(Stored items)
PR #1008, opened 2022-08-04
Honda Bosch Radarless longitudinal safety

royjr:
Works great when the openpilotLongitudinalControl toggle is set to true, but lights up the dash otherwise. May have something to do with these lines..

```
int is_acc_msg = honda_bosch_radarless && (addr == 0x1C8);
if (!is_lkas_msg && !is_acc_msg) {
```

[See openpilot PR](https://github.com/commaai/openpilot/pull/25364)


sshane:
We'll likely need a new safety param or modify the existing one to support enabling and disabling longitudinal

board/safety/safety_honda.h
```diff
@@ -8,7 +8,7 @@
 //      brake > 0mph
 const CanMsg HONDA_N_TX_MSGS[] = {{0xE4, 0, 5}, {0x194, 0, 4}, {0x1FA, 0, 8}, {0x200, 0, 6}, {0x30C, 0, 8}, {0x33D, 0, 5}};
 const CanMsg HONDA_BOSCH_TX_MSGS[] = {{0xE4, 0, 5}, {0xE5, 0, 8}, {0x296, 1, 4}, {0x33D, 0, 5}, {0x33DA, 0, 5}, {0x33DB, 0, 8}};  // Bosch
-const CanMsg HONDA_RADARLESS_TX_MSGS[] = {{0xE4, 0, 5}, {0x296, 2, 4}, {0x33D, 0, 8}};  // Bosch radarless
+const CanMsg HONDA_RADARLESS_TX_MSGS[] = {{0xE4, 0, 5}, {0x296, 2, 4}, {0x33D, 0, 8}, {0x1C8, 0, 8}};  // Bosch radarless
```
adeebshihadeh, line 11: need a second set of TX msgs for this

royjr: Something like this?

```suggestion
const CanMsg HONDA_RADARLESS_TX_MSGS[] = {{0xE4, 0, 5}, {0x296, 2, 4}, {0x33D, 0, 8}};  // Bosch radarless
const CanMsg HONDA_RADARLESS_LONG_TX_MSGS[] = {{0xE4, 0, 5}, {0x296, 2, 4}, {0x33D, 0, 8}, {0x1C8, 0, 8}};  // Bosch radarless w/ gas and brakes
```

sshane: Yep

board/safety/safety_honda.h
```diff
@@ -440,7 +440,8 @@ static int honda_bosch_fwd_hook(int bus_num, CANPacket_t *to_fwd) {
   if (bus_num == 2)  {
     int addr = GET_ADDR(to_fwd);
     int is_lkas_msg = (addr == 0xE4) || (addr == 0xE5) || (addr == 0x33D) || (addr == 0x33DA) || (addr == 0x33DB);
-    if (!is_lkas_msg) {
+    int is_acc_msg = honda_bosch_radarless && (addr == 0x1C8);
+    if (!is_lkas_msg && !is_acc_msg) {
```
sshane, line 444: Then need to check the longitudinal flag here to conditionally block the ACC message.

royjr:
Seems to work with the toggle now without faults.

DisableRadar: 0 - 1a5d045d2c531a6d|2022-08-08--00-17-08
DisableRadar: 1 - 1a5d045d2c531a6d|2022-08-08--00-18-59

adeebshihadeh (changes requested):
Can you also add the safety checks? https://github.com/commaai/panda/blob/f0d04b724882313ded3cc11bad0f4368fbd0dea9/board/safety/safety_honda.h#L308

royjr:
Steering seems to be using the existing check. Started on the accel check, but not too familiar with GET_BYTE.
https://github.com/royjr/panda/blob/civic22_long/board/safety/safety_honda.h#L336

tests/safety/test_honda.py
```diff
@@ -536,8 +541,43 @@ def setUp(self):
...
+    self.packer = CANPackerPanda("honda_civic_ex_2022_can_generated")
+    self.safety = libpanda_py.libpanda
+    self.safety.set_safety_hooks(Panda.SAFETY_HONDA_BOSCH, Panda.FLAG_HONDA_RADARLESS | Panda.FLAG_HONDA_BOSCH_LONG)
+    self.safety.init_tests()
+
+  def _send_accel_msg(self, accel):
+    values = {
+      "ACCEL_COMMAND": accel,
+    }
+    return self.packer.make_can_msg_panda("ACC_CONTROL", self.PT_BUS, values)
```
sshane, line 573: this isn't really doing anything. it can be super confusing how to test this properly though, so i'll make a PR to add common longitudinal acceleration tests

sshane: https://github.com/commaai/panda/pull/1298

*What the task asks:* How many lines in the records above contain the word "https"? Reply with the number and nothing more.

*Completed task:* 4